This repository contains several scripts developed to process Twitter data to investigate how soil organic content and health are related.
Two different data sources are used:
-
Data from the Twitter archives
-
Data collected directly from the Twitter API
History of Data:
- Archive Data (purchased) 2017-04-01 to 2017-10-10
- Manual API Data 2017-10-11 to 2019-06-14 NOTE there is missing data during these dates
- Automatic API Data 2019-06-15 to Current
There have been multiple "versions" of data, current code should be run on the latest version (ie. change code and directory names to v3):
- V1 "Merged_data":
- V2 "Merged_v2":
- V3 "Merged_v3": this fixed issue where archive data did not have is_retweet flagged and replaced old retweets where usernames were present within the original tweet text, see: fix_old_retweets.R
- V4 "Merged_v4": this removed duplicates within and between datasets, with cleaner processing on the original purchased dataset. See data_version_check.R for a comparison between data versions 3 and 4
For the archive data:
- Main: raw_data_processing.R:
- read raw twitter datasets from different sources (Json or csv format)
- clean and standardize to enable a merge
- simple analysis of what the data looks like
- to correct parsing errors found in the csv files derived from the API (cell overlap) use fixed_tweet.sh !!! This script needs to be edited from the command line and NOT from R, as it is dealing with hidden characters !!!

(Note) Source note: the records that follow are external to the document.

PR #3823, opened 2024-10-17
feat: add Boundary to Map and Label comp

RODO94:
Coming from user feedback contained in the Trello Ticket: https://trello.com/c/liDbYC96/3094-both-options-show-static-boundary-or-address-point-for-reference-using-geojsondata-prop?filter=member:rorydoak2

We have added the boundary to map components so users can clearly see their property boundary when adding trees. 

Main changes are using the `geoJsonData` prop to populate a readonly boundary using passport data

https://github.com/user-attachments/assets/ad6067a3-24b4-4404-8c0c-13b7bfcddc53

### DIFF
--- a/editor.planx.uk/src/@planx/components/MapAndLabel/Public/index.tsx
+++ b/editor.planx.uk/src/@planx/components/MapAndLabel/Public/index.tsx
@@ -240,6 +240,10 @@ const Root = () => {
       `You must plot at most ${schema.max} ${schema.type}(s) on the map`) ||
     "";
 
+  const [passport] = useStore((state) => [state.computePassport()]);
+
+  console.log(passport);
+
   return (
     <Card handleSubmit={validateAndSubmitForm} isValid>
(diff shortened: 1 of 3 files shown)


jessicamcinchak (approved):
Works as expected for me !

editor.planx.uk/src/@planx/components/MapAndLabel/Public/index.tsx
```diff
@@ -227,6 +227,8 @@ const Root = () => {
     previouslySubmittedData,
   } = mapAndLabelProps;
 
+  const [passport] = useStore((state) => [state.computePassport()]);
```
DafyddLlyr, line 230: fyi: If we're just grabbing a single value, we can use the following notation - 

```suggestion
  const passportData = useStore((state) => state.computePassport().data);
```

DafyddLlyr (approved):

PR #3825, opened 2024-10-18
fix: Map and Label breaking on back action

RODO94:
The initial bug centred on navigating back after completing the Map and Label component, and finding the active tab not selected, then when adding a new point, the tabs would break. My solution was to change how the ActiveIndex was assigned and handled, and when the previous data from the passport was added to `features`. From this, I found a couple other bugs on how we handle labels when copying data.

Should all be fixed now with testing around navigating back. There is no test coverage right now for navigating back, adding new data, continuing forward, then navigating back again.

I would be interested to know if I should be rendering a different component within the tests so I can test clicking "Continue" then clicking "Back" - at the moment, I just recreate rendering a component with the `previouslySubmittedData`. Would be great to have feedback on whether this would be overkill.


jessicamcinchak (commented):
Looks like you're on the right track for this bug! Know this is still draft, but want to flag what's seeming like a possible new side-effect bug of your changes: 

Here's steps to recreate:
- Navigate forwards to Map&Label & draw two features
- Click "reset all" button the map -> features _and_ tabs should both clear
- Draw two features again
- "Continue" forwards this time
- Navigate "back" to Map&Label
- Confirm I can add another feature to map and tab is added (works now!)
- Click "reset all" button on the map -> map is cleared _but the tabs are not_ (new bug!) 

Can you recreate too?

First guess would be to double check that any changes you're making to the map context methods stay in sync with their form method counterpart !

editor.planx.uk/src/@planx/components/MapAndLabel/Public/Context.tsx
```diff
@@ -99,11 +99,14 @@ export const MapAndLabelProvider: React.FC<MapAndLabelProviderProps> = (
   });
 
   const [activeIndex, setActiveIndex] = useState<number>(
-    previousFormData?.length - 1 || -1,
+    previousFormData ? previousFormData?.length - 1 : 0,
   );
 
   const [minError, setMinError] = useState<boolean>(false);
   const [maxError, setMaxError] = useState<boolean>(false);
+  const [loadPreviousValues, setLoadPreviousValues] = useState<boolean>(
```
RODO94, line 107: Went round the blocks with this trying to find an elegant solution, this felt like the best option to ensure previous values only loaded once

editor.planx.uk/src/@planx/components/MapAndLabel/Public/Context.tsx
```diff
@@ -198,7 +206,10 @@ export const MapAndLabelProvider: React.FC<MapAndLabelProviderProps> = (
 
   const copyFeature = (sourceIndex: number, destinationIndex: number) => {
     const sourceFeature = formik.values.schemaData[sourceIndex];
-    formik.setFieldValue(`schemaData[${destinationIndex}]`, sourceFeature);
+    formik.setFieldValue(`schemaData[${destinationIndex}]`, {
+      ...sourceFeature,
+      label: `${destinationIndex + 1}`,
```
RODO94, line 211: The label was being assigned based on the object you were copying from rather than the object we were copying to

editor.planx.uk/src/@planx/components/MapAndLabel/test/mocks/Trees.ts
```diff
@@ -20,3 +24,13 @@ export const props: PresentationalProps = {
   longitude: -0.1629784,
   latitude: 51.5230919,
 };
+
+export const previousSingleDataProps: PresentationalProps = {
+  ...props,
+  previouslySubmittedData: previouslySubmittedSingleData,
```
RODO94, line 30: The bug was different if there was a single data point added or if there was more than one, thus I added two separate bug tests

editor.planx.uk/src/@planx/components/MapAndLabel/test/public.test.tsx
RODO94, line 1: This file was becoming quite long, so it felt right to move the back navigation tests to separate file, and relocate these files to the `test` folder on the Map and Label component

editor.planx.uk/src/@planx/components/MapAndLabel/Public/Context.tsx
jessicamcinchak: Good catch but I don't think this is quite working in all scenarios correctly yet! 

For example: 
- I add two trees on the map
- I fill out tree two tab
- On tab 1, I "copy from" tree 2
- I "continue" & my labels are correct
- I come "back" and "remove tree" from tab 1 - this shifts the map & tab labels for previous "tree 2" to 1 now
- I "continue" again and my passport data has a single feature with `label: 2` when it should be `label: 1` to reflect map/tab changes after a point was removed !

editor.planx.uk/src/@planx/components/MapAndLabel/test/public.backNavigation.test.tsx
```diff
@@ -0,0 +1,73 @@
...
+
+    const firstTab = queryByRole("tab", { name: /Tree 1/ });
+    const secondTab = queryByRole("tab", { name: /Tree 2/ });
+    expect(firstTab).toBeInTheDocument();
+    expect(secondTab).toBeInTheDocument();
+
+    const secondTabPanel = getByTestId("vertical-tabpanel-1");
+    expect(secondTabPanel).toBeVisible();
+
+    addMultipleFeatures([point1, point2, point3]);
```
jessicamcinchak, line 68: nit: aren't `point1` and `point2` already on the map? Am we actually mocking adding "multiple" features here or just one? I understand the mock data needs to reflect the full feature collection, but I wonder if there's a way we cna make this more clear in helper function names here etc?

editor.planx.uk/src/@planx/components/MapAndLabel/test/public.backNavigation.test.tsx
```diff
@@ -0,0 +1,73 @@
...
+    window.customElements.define("my-map", MyMap);
+  }
+
+  const ResizeObserverMock = vi.fn(() => ({
+    observe: vi.fn(),
+    unobserve: vi.fn(),
+    disconnect: vi.fn(),
+  }));
+
+  vi.stubGlobal("ResizeObserver", ResizeObserverMock);
```
jessicamcinchak, line 25: nit: is `ResizeObserverMock` actually required by these tests / called in this file? Do these tests still pass if `beforeAll` only does the first definition step for `my-map` ?

jessicamcinchak (commented):
On the right track - pizza is working more smoothly, but a few questions/comments while reading through the code!

editor.planx.uk/src/@planx/components/MapAndLabel/Public/Context.tsx
RODO94: From what I could understand, `previouslySubmittedData` is always present once you navigate backwards, so when you add a new point the code will run again and it will add the new point to `features` then hit the `if()` statement then reassign `features` to be `previouslySubmittedData.data...`

I initially tried to place it in a `useEffect()` to only run the `if` statement on initial mount then whenever `previouslySubmittedData` changed, but I couldn't get it to work so easily, and it felt like a larger change than the state variable.

Have I missed a simpler solution?

editor.planx.uk/src/@planx/components/MapAndLabel/Public/Context.tsx
RODO94: Thanks so much for catching this, I'll add some adjustments

editor.planx.uk/src/@planx/components/MapAndLabel/test/public.backNavigation.test.tsx
RODO94: It fails when it isn't defined, not fully sure why. I'll need to look back at Daf setting up the test.todos

editor.planx.uk/src/@planx/components/MapAndLabel/test/public.backNavigation.test.tsx
RODO94: This is correct, it should just be adding one feature at a time. I'll adjust and switch the functions

editor.planx.uk/src/@planx/components/MapAndLabel/test/public.backNavigation.test.tsx
jessicamcinchak: No worries about tracking down more detailed answer for this - thanks for simply confirming it's necessary !

editor.planx.uk/src/@planx/components/MapAndLabel/test/public.backNavigation.test.tsx
RODO94: Found that this was correct and just adding a single point deletes the others from the map, so I need them added like this. I've added a comment above each line explaining this need

editor.planx.uk/src/@planx/components/MapAndLabel/Public/Context.tsx
jessicamcinchak: Thanks for explanation - happy to keep this approach then but can we please rename to `loadPreviousValuesOnMap` for clarity? Because it's never actually handling the form/tabs part based on how I'm reading it !

jessicamcinchak (approved):
Working as expected for me now - thanks for iterating on this one !

PR #3826, opened 2024-10-18
fix: Correctly set parent flow name in GovPayMetadata

DafyddLlyr:
## What's the problem?
- The Editor interface of the Pay component only ever knows about its own context - `flowName` will always be the flow it's held within
- At runtime, as an applicant hits the public interface of the component, the context can be different - `flowName` is the root ("parent" flow)
- This means that we send the incorrect flow name to GovPay

## What's the solution?
- Be a bit more smart about setting the defaults at runtime in the Public interface
- Always overwrite with the _current_ flow name, which is always correct

## Testing
I didn't find a good way to test this (without setting up a new E2E test). Open to ideas!

You can test this manually here - 
 - Public interface - https://3826.planx.pizza/buckinghamshire/test-pay-metadata/published?analytics=false
 - Editor interface - https://3826.planx.pizza/buckinghamshire/test-pay-metadata

### DIFF
--- a/editor.planx.uk/src/@planx/components/Pay/Public/Pay.tsx
+++ b/editor.planx.uk/src/@planx/components/Pay/Public/Pay.tsx
@@ -67,14 +67,14 @@ function Component(props: Props) {
     state.flowSlug,
   ]);
   const fee = props.fn ? Number(passport.data?.[props.fn]) : 0;
+
   const defaultMetadata = [
     { key: "source", value: "PlanX" },
     { key: "flow", value: flowSlug },
     { key: "paidViaInviteToPay", value: "@paidViaInviteToPay" },
   ];
-  const metadata = props.govPayMetadata?.length
-    ? props.govPayMetadata
-    : defaultMetadata;
+
+  const metadata = [...(props.govPayMetadata || []), ...defaultMetadata];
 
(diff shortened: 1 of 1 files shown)


editor.planx.uk/src/@planx/components/Pay/Public/Pay.tsx
```diff
@@ -67,14 +67,14 @@ function Component(props: Props) {
...
   const defaultMetadata = [
     { key: "source", value: "PlanX" },
     { key: "flow", value: flowSlug },
     { key: "paidViaInviteToPay", value: "@paidViaInviteToPay" },
   ];
-  const metadata = props.govPayMetadata?.length
-    ? props.govPayMetadata
-    : defaultMetadata;
+
+  const metadata = [...(props.govPayMetadata || []), ...defaultMetadata];
```
DafyddLlyr, line 77: Before - defaults were only applied if nothing was set in the Editor.

Now - defaults overwrite any value set in the Editor, and are always correct and up to date.

jessicamcinchak (approved):
Pay-in-a-portal is definitely a new-to-me content pattern! Thanks for getting to bottom of this one, works for me :heavy_check_mark:

PR #3828, opened 2024-10-21
fix: Do not validate submitted or deleted sessions

DafyddLlyr:


jessicamcinchak (approved):
Thanks again for looking into this one - agree it's very strange !

PR #3837, opened 2024-10-22
refactor: reorganise feedback component folder

jamdelion:
Was finding all the random storybook files quite confusing, so essentially all I've done is move each component into its own folder: 

Screenshot 2024-10-22 at 14 58 59

Also took the opportunity to shorten the length of `index.ts` by extracting the types and styled components out to separate files. 

Wasn't sure of the distinction between index and FeedbackPhaseBanner from the storybook point of view so have left those in the original folder for now.


jamdelion:
Waiting for https://github.com/theopensystemslab/planx-new/pull/3838 to merge before I sort the Vultr job here, as I think it is trying to use the same pizza...

DafyddLlyr (approved):

PR #4033, opened 2024-12-03
fix: `TypeError: Cannot read properties of undefined (reading 'data')` in `autoAnswerableFlag`

jessicamcinchak:
Flagged by Airbrake here: https://opensystemslab.slack.com/archives/C4B0CKQ3U/p1733161837391839

### DIFF
--- a/editor.planx.uk/src/pages/FlowEditor/lib/store/preview.ts
+++ b/editor.planx.uk/src/pages/FlowEditor/lib/store/preview.ts
@@ -505,8 +505,8 @@ export const previewStore: StateCreator<
     const node = flow[id];
     if (!node) return;
 
-    const { type, data, edges } = node;
     // Only Question & Checklist nodes that have an fn & edges are eligible for auto-answering
+    const { type, data, edges } = node;
     if (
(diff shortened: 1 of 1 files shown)


RODO94 (approved):
Code change looks good to me, although I wasn't able to recreate the bug to test it and I couldn't fully understand what Airbrake was telling me.

I could only get that it was happening in a Medway/Article4 service. How did you find the source?

jessicamcinchak:
@RODO94 I check Airbrake's "Backtrace" tab which will often include a function name (often helpful to use the left/right scroll in upper right to toggle through "Occurances" which have been grouped)
Screenshot from 2024-12-03 15-25-23

These are edge cases of likely-legacy nodes that don't have the same structure as new nodes created today so they're difficult to re-create in the editor directly. Instead by simply reading over the function code, I looked for any instances where `data` wasn't safely handled and fixed that directly (eg `const {type, data, edges} = flow[id]` would fail in instances where `flow[id] = undefined`, so now I'm first confirming that the node still exists in the flow before trying to destructure the node properties.)

PR #4034, opened 2024-12-03
fix: when next step is deleted, props.value doesn't update

RODO94:
Found that when you deleted a step from the NextSteps component, it wouldn't set `description` or `url` to "", but not set it at all. This meant previous values with the same index would persist until it is submitted then when it is reloaded, data would return to the formik saved values. 

Looked into trying to alter the data model, but got a bit caught up in the components and functions with the way they are passed down and back up. Open to suggestions on a more robust change, but this seemed to work.


jessicamcinchak (approved):
Thanks for picking this one up! Pizza working as expected for me, would be good to get this one merged & live to un-block content team if you and August are also happy with it :+1: 

In future, this bug/expected behavior also feels like a good candidate to write a unit test for (eg `NextSteps/Editor.test.ts` &rarr; `it("preserves existing steps values when one is deleted")`)

PR #4035, opened 2024-12-03
feat: E2E coverage for Draw Boundary

RODO94:
## What does this Test do?

For the Draw Boundary testing, I have focused only on:
-  the ability to add via the Editor modal
- path to navigate to the file upload route
- a map is present with correct geoJSON
- a map can be reset and new boundary drawn

I have left testing the file upload to the relevant unit tests or related testing elsewhere in the code base. I thought this was the easiest given we are yet to do the `FileUploadAndLabel` e2e tests. I can come back to add this in after that.

Rather than add in comments, in some parts I have just added custom text to the `expect()`. It made it easier for me to track when running the test and it was acting the same as the comments in the code. 

```js
    await expect(drawBoundaryTitle, "We have navigated back to the map component",).toBeVisible();
```

Screenshot 2024-12-10 at 16 45 01

### DIFF
--- a/e2e/tests/ui-driven/src/create-flow-with-geospatial.spec.ts
+++ b/e2e/tests/ui-driven/src/create-flow-with-geospatial.spec.ts
@@ -72,8 +72,7 @@ test.describe("Flow creation, publish and preview", () => {
     await editor.createInternalPortal();
     await editor.populateInternalPortal();
     await page.getByRole("link", { name: "start" }).click(); // return to main flow
-    await editor.createUploadAndLabel();
-    // TODO: editor.createPropertyInfo()
+    // await editor.createUploadAndLabel();
     await editor.createDrawBoundary();
     await editor.createPlanningConstraints();
     // await editor.createFileUpload();
@@ -81,7 +80,6 @@ test.describe("Flow creation, publish and preview", () => {
     await expect(editor.nodeList).toContainText([
       "Find property",
       "an internal portalEdit Portal",
-      "Upload and label",
       "Confirm your location plan",
       "Planning constraints",
       // "File upload",
@@ -169,7 +167,12 @@ test.describe("Flow creation, publish and preview", () => {
     ).toBeVisible();
     await clickContinue({ page });
 
+    await expect(page.getByRole('heading', { name: 'Confirm your location plan' })).toBeVisible()
+
+    await expect(page.getByTestId('upload-file-button')).toBeVisible()
+    await expect(page.getByText("490.37")).toBeVisible()
+
     // TODO: answer uploadAndLabel
-    // TODO: answerPropertyInfo, answerDrawBoundary, answerPlanningConstraints
+    // TODO: answerPropertyInfo, answerPlanningConstraints
   });
 });
--- a/e2e/tests/ui-driven/src/create-flow-with-geospatial.spec.ts
+++ b/e2e/tests/ui-driven/src/create-flow-with-geospatial.spec.ts
@@ -33,7 +33,10 @@ import {
   mockPropertyTypeOptions,
   mockTitleBoundaryGeoJson,
 } from "./mocks/geospatialMocks";
-import { setupOSMapsStyles, setupOSMapsVectorTiles } from "./mocks/osMapsResponse";
+import {
+  setupOSMapsStyles,
+  setupOSMapsVectorTiles,
+} from "./mocks/osMapsResponse";
 
 test.describe("Flow creation, publish and preview", () => {
   let context: TestContext = {
@@ -127,8 +130,8 @@ test.describe("Flow creation, publish and preview", () => {
       `/${context.team.slug}/${serviceProps.slug}/published?analytics=false`,
     );
 
-    setupOSMapsStyles(page)
-    setupOSMapsVectorTiles(page)
+    setupOSMapsStyles(page);
+    setupOSMapsVectorTiles(page);
 
     await expect(
       page.locator("h1", { hasText: "Find the property" }),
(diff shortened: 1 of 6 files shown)


RODO94:
[[E2E Tests] - Draw Boundary](https://trello.com/c/WhtNhVSN/3134-e2e-tests-draw-boundary)

e2e/tests/ui-driven/src/mocks/geospatialMocks.ts
```diff
@@ -37,3 +43,23 @@ export const mockMapGeoJson: Feature = {
     "organisation-entity": "13",
   },
 };
+
+export const mockChangedMapGeoJson: GeoJsonChangeHandler = {
```
RODO94, line 47: pulled this from the tests so I had a static mock to check against when running the tests

e2e/tests/ui-driven/src/mocks/geospatialMocks.ts
```diff
@@ -1,29 +1,35 @@
...
+      [-0.633455, 51.605606],
+      [-0.633788, 51.605643],
+      [-0.634429, 51.605799],
+      [-0.634429, 51.605767],
+      [-0.633498, 51.605485],
+    ],
+  ],
+];
 
 export const mockMapGeoJson: Feature = {
```
jessicamcinchak, line 30: nit: `mockTitleBoundaryGeoJson` would be a more meaningful name here, everything is GeoJSON with the map !

e2e/tests/ui-driven/src/mocks/geospatialMocks.ts
```diff
@@ -1,29 +1,35 @@
...
-          [-0.633788, 51.605643],
-          [-0.634429, 51.605799],
-          [-0.634429, 51.605767],
-          [-0.633498, 51.605485],
-        ],
-      ],
-    ],
-  },
   type: "Feature",
+  geometry: { type: "MultiPolygon", coordinates: mockCoordinates },
```
jessicamcinchak, line 32: nit: what's the point of extracting the `mockCoordinates` here, they don't seem to be referenced elsewhere?

e2e/tests/ui-driven/src/create-flow-with-geospatial.spec.ts
```diff
@@ -169,7 +176,51 @@ test.describe("Flow creation, publish and preview", () => {
     ).toBeVisible();
     await clickContinue({ page });
 
+    const drawBoundaryTitle = page.getByRole("heading", {
+      name: "Confirm your location plan",
+    });
+    await expect(
+      drawBoundaryTitle,
+      "We are in the Draw Boundary component",
+    ).toBeVisible();
```
jessicamcinchak, line 185: nit: `await expect(drawBoundaryTitle).toBeVisible();` is a very clear indicator that we're on the right page to me and I'm not sure I really understand the value of of the second `expect` argument here - feels quite noisy?

e2e/tests/ui-driven/src/create-flow-with-geospatial.spec.ts
```diff
@@ -169,7 +176,51 @@ test.describe("Flow creation, publish and preview", () => {
...
+
+    await checkGeoJsonContent(page, "drawgeojsondata", mockMapGeoJson);
+
+    const area = "490.37";
+
+    await expect(
+      page.getByText(area),
+      "We can see a value for area",
+    ).toBeVisible();
```
jessicamcinchak, line 194: nit: the component will have calculated the precise area in both metres squared & hectares, but we expect only the _rounded_ metres squared to be visible to the user - can this be simplified to:
```
const area = "The property boundary you have drawn is 490.37 m²",
await expect(page.getByText(area)).toBeVisible();
```
(Again `"We can see"` followed by `.toBeVisible()` feels very redundant to me!)

e2e/tests/ui-driven/src/helpers/geospatialChecks.ts
```diff
@@ -1,12 +1,83 @@
...
+    page.getByRole("heading", { name: "Upload a location plan" }),
+    "Should be in a page for uploading a file",
+  ).toBeVisible();
+
+  await expect(
+    page.getByRole("button", { name: "Drop file here or choose" }),
+    "A button for uploading files is visible",
+  ).toBeVisible();
+
+  const useMapButton = page.getByTestId("use-map-button");
```
jessicamcinchak, line 80: nit: before toggling right back to the map page, it might be additionally useful to click "Continue", confirm an error is visible that prevents you from proceeding without uploading, _then_ toggle back to map page. Error handling is important to check in my opinion!

jessicamcinchak (commented):
This looks like a solid start! Some initial comments below and a larger one: 
- I was expecting to find mocks for Ordnance Survey API calls as part of this work - when you load up the DrawBoundary here, is it making live calls to the OS Vector Tiles API ? Are OS mocks something you previously handled with FindProperty & PropertyInformation components before this ?

We definitely don't want our live OS APIs to be called repeated by E2E so let's catch up about this please to move this forward !

e2e/tests/ui-driven/src/create-flow-with-geospatial.spec.ts
RODO94: True, I do feel like it does add value with other checks where it may look like duplication. Like when we navigate back somewhere or when we're using a certain value in a certain place, but these do look a bit indulgent

jessicamcinchak (approved):
Thank you for adding mocks here, looks good to go to me :+1:

PR #4039, opened 2024-12-04
feat: Remove toggle for FeeBreakdown

DafyddLlyr:
Quick change following design call - this feature doesn't need to be toggleable. It's still behind a feature flag but once this is removed it will always be shown on the public facing Pay component.


jessicamcinchak (approved):
Nice simplification! Appreciate you taking in all our feedback at design call on this surprisingly complex one!

PR #4041, opened 2024-12-04
refactor: remove duplicate optionsEditor and move into shared component

jamdelion:
More refactoring! I noticed we had two large subcomponents that looked very similar - the `OptionsEditor` for checklists and questions. I've changed this so that there is one OptionsEditor component in the shared folder, that is used in both places with appropriate props. I think they work the same, but do shout if I've missed anything!

Not sure why it's not figuring out the diff to main correctly! The `jh/checklist-with-or` (a misnomer!) branch has been merged so the diff should be the same with main


editor.planx.uk/src/@planx/components/Question/Editor.tsx
```diff
@@ -247,7 +152,10 @@ export const Question: React.FC<Props> = (props) => {
               }) as Option
             }
             Editor={OptionEditor}
-            editorExtraProps={{ showValueField: !!formik.values.fn }}
+            editorExtraProps={{
+              showValueField: !!formik.values.fn,
+              showDescriptionField: true,
```
jamdelion, line 157: A new prop for toggling the description field - question options have it, while checklists do not

editor.planx.uk/src/@planx/components/shared/OptionsEditor.tsx
```diff
@@ -0,0 +1,125 @@
...
+              label: `Move to ${group || `group ${groupIndex}`}`,
+              onClick: () => {
+                props.onMoveToGroup &&
+                  typeof props.index === "number" &&
+                  props.onMoveToGroup(props.index, groupIndex);
+              },
+              disabled: groupIndex === props.groupIndex,
+            }))}
+          />
+        )}
```
jamdelion, line 88: This section comes from the original Checklist OptionsEditor

editor.planx.uk/src/@planx/components/shared/OptionsEditor.tsx
```diff
@@ -0,0 +1,125 @@
...
+          placeholder="Description"
+          multiline
+          onChange={(ev) => {
+            props.onChange({
+              ...props.value,
+              data: {
+                ...props.value.data,
+                description: ev.target.value,
+              },
+            });
```
jamdelion, line 70: This section comes from the Question OptionsEditor

jamdelion:
Realising now that I'm deeper into the ticket that these should be more separated than I thought. There are still common elements that I will extract out to reduce duplication

editor.planx.uk/src/@planx/components/Checklist/Editor/OptionsEditor.tsx
```diff
@@ -1,104 +1,46 @@
...
-              },
-            });
-          }}
+    <BaseOptionsEditor
+      value={value}
+      onChange={onChange}
+      showValueField={showValueField}
+    >
+      {typeof index !== "undefined" && groups && onMoveToGroup && (
+        <SimpleMenu
```
DafyddLlyr, line 31: The layout of this is not quite right on the Pizza, the menu has spilled over to the next row - https://4041.planx.pizza/bromley/article4/nodes/_root/nodes/wRCvCPZxVT/edit

image

DafyddLlyr (changes requested):
Thanks for tackling this - only one small issue I've spotted.

editor.planx.uk/src/@planx/components/Checklist/Editor/OptionsEditor.tsx
jamdelion: Good spot, thank you! Have just committed a fix for this :)

DafyddLlyr (approved):
Great!

PR #4042, opened 2024-12-05
feat(fee-breakdown): Calculate VAT using `useFeeBreakdown()`

DafyddLlyr:
## What does this PR do?
 - Changes logic to now rely on on `application.fee.includesVAT` (boolean) instead of `application.fee.vat` (number)
 - This means we are relying on Editors to tell us if the fee in inclusive of VAT, but does not rely on them to make the calculation themselves
 - Based on decision from Monday's fee breakdown show & tell

### Note
This doesn't cover the cases where teams require a VAT amount to be included within their GovUK Pay metadata. In these cases they will still need to calculate it as a passport variable, and add it to the metadata fields. It's probably worth getting teams to adopt this approach there as well but I'm intentionally avoiding this here in order to focus on the fee breakdown feature.


DafyddLlyr:
Closed - I'm going to port this along to planx-core shortly!

PR #4045, opened 2024-12-05
fix: account for expandable checklists in editor modal passport value validation

jessicamcinchak:
Flagged here https://opensystemslab.slack.com/archives/C01E3AC0C03/p1733408598813289

We don't currently have an `Editor.test.tsx` file for Checklists but happy to revisit that as a follow-up PR so we don't miss this again ! Probably nice to merge now though to minimise rebases for Jo :slightly_smiling_face:


jamdelion (approved):
Thanks for picking this up! ⭐

DafyddLlyr (approved):
Appreciate the quick fix here! 🙌

PR #4052, opened 2024-12-06
fix: add missing BOPS app type suffixes to Slack notification pilot criteria

jessicamcinchak:
Quick followup from this thread yesterday: https://opensystemslab.slack.com/archives/C0405SQDP8B/p1733407486961749

Should now add the apparently-very-relied-on :large_orange_diamond: to all BOPS app type alerts coming through #planx-notifications during the pilot testing

### DIFF
--- a/api.planx.uk/modules/webhooks/service/sendNotification/index.ts
+++ b/api.planx.uk/modules/webhooks/service/sendNotification/index.ts
@@ -36,7 +36,11 @@ export const sendSlackNotification = async (
   const pilotServices = [
     "uniform",
     "happ",
+    "hapr",
+    "hret",
     "ldc",
+    "minor",
+    "major",
     "apply for planning permission",
     "apply for a lawful development certificate",
   ];


api.planx.uk/modules/webhooks/service/sendNotification/index.ts
```diff
@@ -36,7 +36,11 @@ export const sendSlackNotification = async (
   const pilotServices = [
     "uniform",
     "happ",
+    "hapr",
+    "hret",
```
jessicamcinchak, line 40: `HRET` is what actually came through Slack, but `HAPR` also looks like a valid application type "suffix" in BOPS codebase so cautiously accounting for both! 
- https://github.com/unboxed/bops/blob/main/spec/factories/application_type.rb
- https://github.com/unboxed/bops/blob/main/db/migrate/20240321155240_add_householder_retrospective_type.rb#L14

api.planx.uk/modules/webhooks/service/sendNotification/index.ts
```diff
@@ -36,7 +36,11 @@ export const sendSlackNotification = async (
...
     "ldc",
+    "minor",
+    "major",
```
jessicamcinchak, line 43: again, I don't _think_ minors & majors are actually live in pilot, but just in case one is sent to BOPS we'll now properly flag it with the :large_orange_diamond:

api.planx.uk/modules/webhooks/service/sendNotification/index.ts
DafyddLlyr: 🕵️‍♀️

DafyddLlyr (approved):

For the data collected via Twitter API:
- Main: automate.R
- saves two files:
(1) raw data from Twitter API in .csv format saved in directory /home/shares/soilcarbon/Twitter/API_csv/
(2) writes over previous /home/shares/soilcarbon/Twitter/Merged_v3/ (master files) cleaning and standardizing to enable merge, as well as removing duplicates - runs twice a week collecting the last 6-9 days of twitter data based on query words from tag_list.csv
- saves two files:
-
Inititial data exploration:
- Data_viz_script.R: Data visualization and exploration
- Sentiment_test.R: Used to explore text mining options with Archived/json data. Reproducible for the larger merged dataset.
-
More specific exploration and visualizations can be found in the following folders (see their respective README's for more detailed information about specific analyses):
- various way of visualizing the content of tweets by different categoriestweet_content
- attempts to identify what type of content appeals to different user groups influencers
- each of these ^ rely on the functions within text_analysis_functions.R
translation folder contains scripts for translating hindi using google translate via webinterface
pre_processing folder contains scripts for specific tasks (usually run once).